Good morning defiers! Here’s what’s going on in decentralized finance:
Compound gets audited by Zeppelin
Users vote to add two new tokens on Compound
New CDP tracker shows largest Dai loans
Don’t Underestimate DeFi Risk
Compound Finance’s audit should give all of DeFi users a bit of pause.
Smart contract security firm Zeppelin audited Compound, the biggest decentralized lending platform after Maker, and published its findings yesterday. There was no critical vulnerability, but the report should serve as a reminder of the risks users are dealing with in decentralized finance.
Risks that jumped out at me the most from the report are:
1) A group of centralized administrators decide how the protocol works, which assets can be loaned, the interest rate model for each asset, collateral requirements, etc.
“In the hands of a malicious or compromised administrator, these privileges contain the ability to trivially freeze markets, censor transactions or steal all assets from the system,” the report said.
2) Compound team maintains its own price feed.
“Control of the price feed can be used to steal most, if not all, assets from the system.”
3) Humans write smart contract code.
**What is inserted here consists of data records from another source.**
PR #194, opened 2019-05-07
AGENT-102: Use unittest docker image running as user Scalyr

echee2:
I created a new `scalyr/scalyr-agent-ci-unittest` image which fixes the permissions problem.
This image installs python 2.4,5,6,7 using `pyenv`.
With this one image, we can unittest (and potentially smoketest) all versions.
(I will look to combining unittest/smoketest in one image shortly)

This now works for Python 26, 25 and 24.

### DIFF
--- a/.circleci/config.yml
+++ b/.circleci/config.yml
@@ -41,7 +41,25 @@ jobs:
       - setup_remote_docker:
           docker_layer_caching: true
       - run:
-          command: docker run -it -e TEST_BRANCH=${CIRCLE_BRANCH} edwardchee/scalyr-agent-ci:python26 /tmp/run_unittests.sh
+          command: docker run -it -e TEST_BRANCH=${CIRCLE_BRANCH} -e PYTHON_VERSION=2.6 scalyr/scalyr-agent-ci-unittest:1 /tmp/unittest.sh
+
+  unittest-25:
+    docker:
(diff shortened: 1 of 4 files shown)


echee2:
@imron , all green!! 

Do note that I had to remove the `encoding` kwarg from `AutoFlushingRotatingFileHandler`.  AFAICT the `encoding` kwarg wasn't being used so it _seemed_ safe to remove?

Secondly, I'm following the policy of simply excluding tests that use language-incompatible third party libs.  In this case, I had to comment out `URL Monitor` for python 2.4.

Note, this PR is not critical for tomorrow's bake-in image, but it should hopefully be a quick review nonetheless.

echee2:
Thanks for the review!

imron:
> AFAICT the encoding kwarg wasn't being used so it seemed safe to remove?

Yes, it seems that this is not used at all.  I guess when it was written, it was written as a straight wrapper around `RotatingFileHandler`, with identical parameters in the init method.

Curiously there was also a previous fix for this function to get it working with earlier versions of python that left out the `delay` parameter, but I think it would start to get messy to have a similar set of conditionals inside each branch to take care of the `encoding` parameter also.

I think it's fine to leave it out, and if we ever need it (unlikely), we can cross the bridge of adding it then.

Humans make mistakes
In the second-largest project in DeFi with more than $100 million in smart contracts, Zeppelin found two high severity issues (and no critical issues).
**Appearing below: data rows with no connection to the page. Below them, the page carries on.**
PR #197, opened 2019-05-08
Ticket #AGENT-115

imron:
Added the `container_globs_exclude` option to the docker monitor, which is a
blacklist of containers to exclude from monitoring, based on container name.

The blacklist is applied *after* processing `container_globs` to see which
containers should be included.

If `None` then no additional exclusions will be applied.

### DIFF
--- a/scalyr_agent/builtin_monitors/tests/docker_monitor_test.py
+++ b/scalyr_agent/builtin_monitors/tests/docker_monitor_test.py
@@ -19,16 +19,20 @@
 __author__ = 'echee@scalyr.com'
 
 
+import os
 import threading
 
 import mock
 from mock import patch
+from mock import Mock
+
+import scalyr_agent.util as scalyr_util
 
 from scalyr_agent.builtin_monitors.docker_monitor import DockerMonitor
+from scalyr_agent.builtin_monitors.docker_monitor import _get_containers
 from scalyr_agent.test_base import ScalyrTestCase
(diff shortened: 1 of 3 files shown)


imron:
Ready for review.

scalyr_agent/builtin_monitors/tests/docker_monitor_test.py
```diff
@@ -39,6 +43,111 @@ class DockerMonitorTest(ScalyrTestCase):
...
+        expected_ids = [
+            "b8757266fd6a9efcb40a2881215d8d3642e6f8a0cfdcbb941382d002f31dcca4",
+            "343c05b55c1b0cebca6df0309a4892974c5ed3013731433461ffe7442223659a",
+            "58ded582ebf14063bff3b15cd3962035be9904b73318796f1119d71472801d23",
+            "c4eacccbf687f408c708b12fa875ab55f4d6d0aad8e2eec489ba9712e041bd14",
+        ]
+
+        glob_list = {
+            'include': ['*include*'],
+            'exclude': ['*exclude*']
```
echee2: Small thing but I propose shortening the glob to `*exclude*` so that the suffix star actually does something (with current test data it doesn't exercise).

imron: I think we should add a bunch more unit tests for `_get_container` in general.  I'll create a new ticket, and handle the updating the exclude glob as part of that.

It’s possible for a borrower to take out a small, short-term loan without having to pay any interest, which can be scaled up to a large loan by consolidating many small loans into a single account. This attack is only profitable for miners as it requires a large amount of gas.
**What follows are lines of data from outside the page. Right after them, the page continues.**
PR #198, opened 2019-05-08
AGENT-125: Daemonset and configMap for envFrom

echee2:
Current k8s Daemonset and instructions for defining configMap do not use envFrom to import all environment variables in a configMap. (Instead, individual variables from a configMap are explicitly mapped to an environment variable) using the env directive.

Now that we support an expanded list of environment variables, we should be directing customers toward the strategy of defining all desired environment variables in the (same) scalyr-config configMap, but instead of selectively mapping the keyvals -> environment variable, we should just stock import all keyvals.

The difference is that the configMap keys must now be the actual environment variable name, not an arbitrary string.

I hope to release this with 2.0.47.
The reason I would like this with 2.0.47 is in a couple of days we will hopefully update Agent docs and I can then refer customers to use these YAMLs.

# Testing

Since this PR simply adds 2 unused YAMLs, it should pose no risk.

Additionally, I manually used these 2 files to launch a test k8s cluster (successfully).  All it took was to 
1) replace <your_cluster_name> 
2) add a SCALYR_SERVER env variable.

### DIFF
--- a/k8s/scalyr-agent-2-configmap.yaml
+++ b/k8s/scalyr-agent-2-configmap.yaml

Compound’s liquidation incentive is intended to encourage behavior that moves all borrowers toward solvency. Under most conditions this works as intended. However, we found that there are circumstances under which liquidation moves the borrower closer to insolvency.
To address 1) and 2) the Compound team intends to replace the existing administrator role with a more decentralized governance mechanisms, and it plans to change its price feed with a system built on its proposed “open oracle system.”
These risks are of course not unique to Compound and users should be extremely careful when using these products. Good questions to ask are: Have the smart contracts been audited? How does governance work? Can the price feed be manipulated?
The oracle issue seems to be the trickiest one because there aren’t many decentralized alternatives. Chainlink is an increasingly popular one. Maker, the biggest DeFi project, uses its own oracle system.
“Maker oracles have been working for more than two years and they’re the most decentralized that I know, but we also have defense mechanisms, just in case,” said MakerDAO’s Mariano Conti, who designed the system. “We have 14 different, independent price sources for the smart contract, and we’ll be adding many more for multi-collateral Dai.”
Still, he says, oracles are many systems’ “weak point.”
Vote on New Compound Assets Started
Compound Finance users are voting on which two new assets will be added to the protocol. Tokens added will be able to earn interest or be used as collateral to borrow other supported tokens, such as Ether or Dai. Users are voting among 12 tokens, including TrueUSD, Tether, Maker and Paxos. The vote will last for 14 days and each vote is weighted by usage of the protocol, to prevent big whales swaying the vote.
Chris Blec did a good overview of the different tokens on his YoutTube channel, and he also made a good point: It seems that lenders using proxy wallets like InstaDApp and Argent can’t participate in the vote. That’s something for all of DeFi dapps to consider: what functionality will users be missing by using third party dapps and potentially, how to avoid that.
* Update: Argent replied to Chris, saying users don’t interact with a proxy wallet but interact directly with Compound.
The Biggest Loan on Maker is for $8 Million in Dai
Etherscan added new functionality that compiles all outstanding collateralized-debt positions on MakerDAO. The biggest loan was created about a year ago and had issued about 8.3 million Dai, worth about the same in USD. It has a huge collateral ratio of 371 percent and a liquidation price of just under $70, so there’s no imminent risk of liquidation there.
The second-biggest loan is for 4.6 million Dai and there are only 15 loans of over $1 million. About the risks I mentioned above, at least it’s good to know there aren’t that many huge Dai loans out there.